Het is 1363. In de tweeheerlijkheid is geoorlogt ende gekriegt. Over en weer zijn gevangenen gemaakt. De commanderij is gebrandschat. Het Duitse Huis, nota bene een Godshuis, is opgestoten en geplunderd en de geroofde goederen zijn naar het Hooghuis van Diederik (IV) van Gemert gevoerd waer hij de lude die dat daden gehuust heeft ende op sijn huys onthouden. De vrijheren van Gemert komen er niet meer uit en besluiten de hertog van Brabant te vragen als beschermheer. Beide partijen zullen zich neerleggen bij zijn oordeel. De hertog stelt een onderzoek in. Op 5 december 1363 komt de uitslag en voor heer Diederik wordt het een drama. Hij moet in beternisse en om Gode te eren met enige trawanten op bedevaart naar Santiago de Compostella. Maar veel en veel zwaarder vallen hem de opgelegde boetes. Die aan de commanderij kan hij voldoen door zijn wind- en watermolen aan de commandeur te verkopen. Maar voor de 500 gouden schilden die de hertog als bemiddelaar opeist, ziet hij geen andere oplossing dan zijn heerlijk deel van Gemert in leen aan de hertog op te dragen. Dat gebeurt met Pinksteren 1364 te Brussel. Diederik van Gemert verschijnt daar als soevereine vrijheer maar hij gaat huiswaarts als leenman van Brabant voor zijn gerecht en zijn Hooghuis met vallebruggen en grachten.
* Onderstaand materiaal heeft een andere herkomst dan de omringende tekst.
PR #4325, opened 2016-03-15
Reduce ClipID usage

kkaefer:
We're currently allocating Clip IDs for tiles we don't actually need them for, in particular for tiles that are empty (e.g. empty annotation tiles), and for raster tiles that don't need clipping.

- [x] don't allocate clip IDs for empty tiles (e.g. from annotations)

De Duitse Orde zit een en ander niet lekker. Dit strookt toch niet met de taak van de (pro-Deo) beschermheer. De cantor van de Sint Servaas in Maastricht maakt voor de landcommanderij een afschrift van de oorkonde uit 1271, die de hertog in Brussel wordt voorgelegd. En die wil geen ruzie met de machtige en invloedrijke Duitse Orde. De leenopdracht van Diederik wordt in elk geval teruggedraaid en op 6 juni 1366 — nauwelijks drie maanden na het opmaken van het transsumpt van de oorkonde — krijgt Diederik van Gemert het bevel leenhulde te doen aan de commandeur van Gemert in plaats van aan de hertog van Brabant. Van 18 tot en met 21 juni daaropvolgend wordt alles te Gemert geregeld Duidelijk is dat het géén overdracht of schenking betreft van de hertog aan de Duitse Orde want op 21 juni kóópt de commandeur van Diederik van Gemert ten overstaan van een nieuw geformeerde schepenbank, diens hele heerlijkheid, zijn hoog en laag gerecht met toebehoren, met visserijen en al zijn gemeenten in Gemert voor het aanmerkelijke bedrag van 3050 pond en 1230 oude schilden. Het goed Esdonk en het Hooghuis met de visserij krijgt Diederik van de commanderij in leen.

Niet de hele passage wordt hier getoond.